*** Opening of RECORDS FOR THE TASK ***

Issue #174, opened 2025-12-31
Missing development environment setup info for cargo-spellcheck


sandersaares:
While we are in general missing a development environment setup guide and related scripting/tooling, for the most part it can be figured out on the fly (e.g. taking GitHub workflows as reference). However, `cargo spellcheck` appears not to be so easy to setup:

> cargo install cargo-spellcheck

results in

*** Close of RECORDS FOR THE TASK ***

### [ABOUT THIS EXERCISE]
Copy each line holding the word "development" from the listing above.

### [RESPONSE AREA]
Missing development environment setup info for cargo-spellcheck
While we are in general missing a development environment setup guide and related scripting/tooling, for the most part it can be figured out on the fly (e.g. taking GitHub workflows as reference). However, `cargo spellcheck` appears not to be so easy to setup:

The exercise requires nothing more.